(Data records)

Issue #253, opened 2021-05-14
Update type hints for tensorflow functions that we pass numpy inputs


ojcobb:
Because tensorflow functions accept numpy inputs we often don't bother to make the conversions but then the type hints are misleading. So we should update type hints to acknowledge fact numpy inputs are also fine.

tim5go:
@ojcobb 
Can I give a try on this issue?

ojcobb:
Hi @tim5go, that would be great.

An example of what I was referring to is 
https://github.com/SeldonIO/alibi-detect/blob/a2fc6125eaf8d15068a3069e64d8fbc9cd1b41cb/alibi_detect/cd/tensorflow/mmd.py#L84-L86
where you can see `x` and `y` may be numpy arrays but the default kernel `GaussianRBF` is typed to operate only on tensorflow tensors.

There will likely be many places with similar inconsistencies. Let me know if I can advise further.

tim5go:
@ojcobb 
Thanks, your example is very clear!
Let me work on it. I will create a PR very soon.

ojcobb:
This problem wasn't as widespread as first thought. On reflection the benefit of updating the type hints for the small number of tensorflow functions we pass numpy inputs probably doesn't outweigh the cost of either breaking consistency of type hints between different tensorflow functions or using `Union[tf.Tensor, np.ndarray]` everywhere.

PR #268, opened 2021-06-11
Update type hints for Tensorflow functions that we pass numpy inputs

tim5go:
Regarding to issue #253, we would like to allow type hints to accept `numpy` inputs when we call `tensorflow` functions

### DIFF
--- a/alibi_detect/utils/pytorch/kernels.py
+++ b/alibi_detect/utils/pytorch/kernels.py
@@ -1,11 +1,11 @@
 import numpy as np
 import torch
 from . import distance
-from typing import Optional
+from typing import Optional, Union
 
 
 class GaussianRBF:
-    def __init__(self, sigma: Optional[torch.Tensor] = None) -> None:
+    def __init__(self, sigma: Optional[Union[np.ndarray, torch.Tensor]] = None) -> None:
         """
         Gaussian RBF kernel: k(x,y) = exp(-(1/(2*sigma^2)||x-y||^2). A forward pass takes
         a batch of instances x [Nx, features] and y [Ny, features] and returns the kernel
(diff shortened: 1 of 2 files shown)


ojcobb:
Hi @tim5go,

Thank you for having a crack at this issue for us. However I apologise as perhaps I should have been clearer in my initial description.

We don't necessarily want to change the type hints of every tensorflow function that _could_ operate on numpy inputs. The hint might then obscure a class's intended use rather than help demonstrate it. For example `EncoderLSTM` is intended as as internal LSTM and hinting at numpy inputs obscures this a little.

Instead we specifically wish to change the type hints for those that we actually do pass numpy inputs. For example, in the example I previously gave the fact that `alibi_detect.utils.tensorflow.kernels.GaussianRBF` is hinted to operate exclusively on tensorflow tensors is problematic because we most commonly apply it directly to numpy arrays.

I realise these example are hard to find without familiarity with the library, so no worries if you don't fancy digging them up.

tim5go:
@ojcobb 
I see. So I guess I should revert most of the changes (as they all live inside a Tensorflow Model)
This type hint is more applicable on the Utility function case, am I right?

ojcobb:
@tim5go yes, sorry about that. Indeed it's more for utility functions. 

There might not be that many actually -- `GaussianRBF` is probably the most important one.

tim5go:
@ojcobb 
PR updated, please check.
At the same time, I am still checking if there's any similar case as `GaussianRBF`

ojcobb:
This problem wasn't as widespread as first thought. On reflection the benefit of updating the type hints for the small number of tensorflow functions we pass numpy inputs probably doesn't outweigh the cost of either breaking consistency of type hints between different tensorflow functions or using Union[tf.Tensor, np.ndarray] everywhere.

### Prompt
A complete answer lists each line of the data that holds the word "typing".

### Your solution
-from typing import Optional
+from typing import Optional, Union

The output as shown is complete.